/CV/ Image Classification (ResNet, Swin Transformer)

目录

This is a project of NTU CE7454: Deep Learning for Data Science. (Formal Report)

Challenge Description

Most of the current computer vision tasks focus on the objects in the image. For example, image classification asks models to identify the object classes in the image. Object detection and image segmentation further require the model to identify objects in the image and find their locations (with different granularities). However, the information of relations are, by far, ignored by the community. Therefore, in this assignment, the PSG Classification Challenge, we would like to invite our students to explore how to train a computer vision model to well identify the relations in the images.

elephant

To be more specific, when the model sees the photo above, rather than providing the information of the objects (e.g., person, elephant), it should output 3 salient relations such as feeding, leaning-on, and looking-at. There are 56 classes of relation in total. We notice that the first 6 relations (in gray) are too vague for PSG classification task, so we remove them in this project, so that the label space only contains 50 relations (in orange). In other word, the PSG classification task is a 50-class multi-label classification problem.

relations

Mean Recall (mR) is the main metric to evaluate the performance. It measures the mean of recall vlues of 50 classes in the test dataset.

Dataset

4500 training data, 500 validation data, and 500 test data. All the images and panoptic segmentation are from COCO dataset. Label imbalance is severe in datasets as below. To tackle the imbalance, images with frequent classes were under-sampled and images with infrequent classes were over-sampled.
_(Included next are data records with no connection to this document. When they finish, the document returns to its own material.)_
PR #147, opened 2022-05-04
Don't upscale when downscaling with unready pods

khewonc:
### What does this PR do?

When a target has unready pods and needs to downscale, the WPA can propose a value greater than the number of ready pods and cause an upscale event. This change prevents the upscale event from happening by not scaling at all until the proposed value is smaller than the number of ready pods.

### Motivation

Edge case

### Describe your test plan

Create a WPA that scales on a deployment with several ready and unready pods. [Taints and tolerations](https://kubernetes.io/docs/concepts/scheduling-eviction/taint-and-toleration/), [affinity](https://kubernetes.io/docs/concepts/scheduling-eviction/assign-pod-node/#affinity-and-anti-affinity), exaggerated resource requirements, etc. can be used to force unready pods. It's also easier if the WPA uses a smaller `scaleDownLimitFactor`, e.g. `15`, so that the WPA can't scale down many replicas at once.

Force a downscale using the WPA so that the WPA's proposed replicas value is larger than the number of ready replicas. For example, if we have 7 app pods, 5 ready and 2 unready, and we reduce the metric query value to much lower than the `lowWaterMark` value, the WPA will propose a replica value of 6 ([because of the `scaleDownLimitFactor`](https://github.com/DataDog/watermarkpodautoscaler/blob/799f4d9eeba8d64f9aac5fa52286b6d5757ea766/controllers/watermarkpodautoscaler_controller.go#L704)), which is larger than the 5 ready replicas. There should be no up/downscale events and this log should be present:

```
Maximum downscale recommendation is higher than current number of ready replicas, aborting
```

### DIFF
--- a/controllers/replica_calculator.go
+++ b/controllers/replica_calculator.go
@@ -27,9 +27,10 @@ import (
 
 // ReplicaCalculation is used to compute the scaling recommendation.
 type ReplicaCalculation struct {
-	replicaCount int32
-	utilization  int64
-	timestamp    time.Time
+	replicaCount  int32
+	utilization   int64
+	timestamp     time.Time
+	readyReplicas int32
 }
 
 // ReplicaCalculatorItf interface for ReplicaCalculator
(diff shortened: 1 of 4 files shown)


CharlyF (approved):
looks good - is there no way to go around adding `readyReplicas` in the `ReplicaCalculation` ?

CharlyF (approved):
looks good - is there no way to go around adding `readyReplicas` in the `ReplicaCalculation` ?

khewonc:
I could pass the `readyReplicas` around to different functions separately from the `ReplicaCalculation` if that would be better, or I could try separating out [this bit to grab the podlist](https://github.com/DataDog/watermarkpodautoscaler/blob/799f4d9eeba8d64f9aac5fa52286b6d5757ea766/controllers/replica_calculator.go#L64) and make an additional call for the podlist per reconcile. I haven't been able to think of alternatives beyond those so far 🤔

khewonc:
I could pass the `readyReplicas` around to different functions separately from the `ReplicaCalculation` if that would be better, or I could try separating out [this bit to grab the podlist](https://github.com/DataDog/watermarkpodautoscaler/blob/799f4d9eeba8d64f9aac5fa52286b6d5757ea766/controllers/replica_calculator.go#L64) and make an additional call for the podlist per reconcile. I haven't been able to think of alternatives beyond those so far 🤔

PR #150, opened 2022-05-24
Upgrade Go, k8s.io/*, openapi definitions

juliogreff:
### What does this PR do?

This is an attempt to solve a tricky dependency version puzzle in
datadog-agent. Since that repo depends on this one (and datadog-operator,
and extendeddaemonset) for type definitions, they need to be using
compatible openapi definitions. To get them, we also need to update
k8s.io to a recent enough version (but not too recent! dependency
issues). To be able to update k8s.io, we also need to upgrade to Go
1.17, since that's now required by controller-runtime.

### Describe your test plan

This only upgrades dependencies, so no change in behavior is expected. Check that main functionality of the WPA still works.


controllers/test/suite_e2e_test.go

Label Frequency in Train Set Label Frequency in Val Set

Work Conducted

  • An exploratory data analysis was first conducted to understand the relation class distribution.
  • Three deep learning models have been used in the project: ResNet50, ResNet101, and Swin Transformer.
  • The optimization and regularization techniques were applied for each model to improve the mean recall performance. The most effective measures included image augmentation, data whitening, learning rate adjustment, increasing binary cross-entropy loss weight for infrequent classes, and multiplying infrequent class prediction probabilities (i.e., reducing probability threshold).
  • The model was re-trained in the union of training and validation datasets before being submitted to the testing dataset.
  • Multi-task learning was implemented to leverage the semantic segmentation task to improve classification performance.
  • Zero-shot models were also proposed and explored to utilize the knowledge encapsulated in CLIP and Detectron2. Prompt engineering was performed for the relation classification. While the validation mR is 34.2%, the test mR drops to 28.7%.
  • My optimized model is based on Swin Transformer at a test mean recall of 32.4%.